--- YOUR GOAL ---
Take each line of the data that contains the string "other" and copy it.

(Saved entries)
::::::::::

PR #1642, opened 2020-07-15
Bug 1857424: fix(resolver): Exclude all installed packages in dependency search

dinhxuanvu:
Currently, resolver only excludes one installed package at a time during
dependency search. However, this is not enough as there is a corner case
where there are two operators that are requiring the same CRD(s). As a
result, resolver only excludes one package but not the other(s).

Now, the list of installed packages in the same namespace will be added
to list of packages that are not considered during dependency
search.

**Reviewer Checklist**

### DIFF
--- a/test/e2e/subscription_e2e_test.go
+++ b/test/e2e/subscription_e2e_test.go
@@ -1244,9 +1244,9 @@ var _ = Describe("Subscription", func() {
 		require.Len(GinkgoT(), installPlan.Status.CatalogSources, 1)
 	})
 
-	// CatSrc:
+	// CatSrc1:
 	//
-	// Package A (apackage)
+	// Package 1 (apackage)
 	// Default Channel: Stable
 	// Channel Stable:
 	// Operator A (Requires: CRD 1, CRD 2 )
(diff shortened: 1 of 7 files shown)


dinhxuanvu:
@ecordell Ready for review. PTAL. Thanks

dinhxuanvu:
@ecordell @awgreene Ready for review.

test/e2e/subscription_e2e_test.go
```diff
@@ -1423,6 +1441,187 @@ var _ = Describe("Subscription", func() {
...
+	// Create subscription for csvB lead to installation of csvB and csvA
+	// Update catsrc to upgrade csvA to csvNewA which now requires CRD1
+	// csvNewA can't be installed due to no other operators provide CRD1 for it
+	// (Note: OLM can't pick csvA as dependency for csvNewA as it is from the same
+	// same package)
+	// Update catsrc again to upgrade csvB to csvNewB which now owns both CRD1 and
+	// CRD2.
+	// Now csvNewA and csvNewB are installed successfully as csvNewB provides CRD1
+	// that csvNewA requires
+	It("creation in case of transferring providedAPIs", func() {
```
awgreene, line 1455: This is an awesome test!

ecordell:
Validated that runaway installplans are not generated: 

image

::::::::::

--- SOLUTION TO THIS EXERCISE ---
result, resolver only excludes one package but not the other(s).
+	// csvNewA can't be installed due to no other operators provide CRD1 for it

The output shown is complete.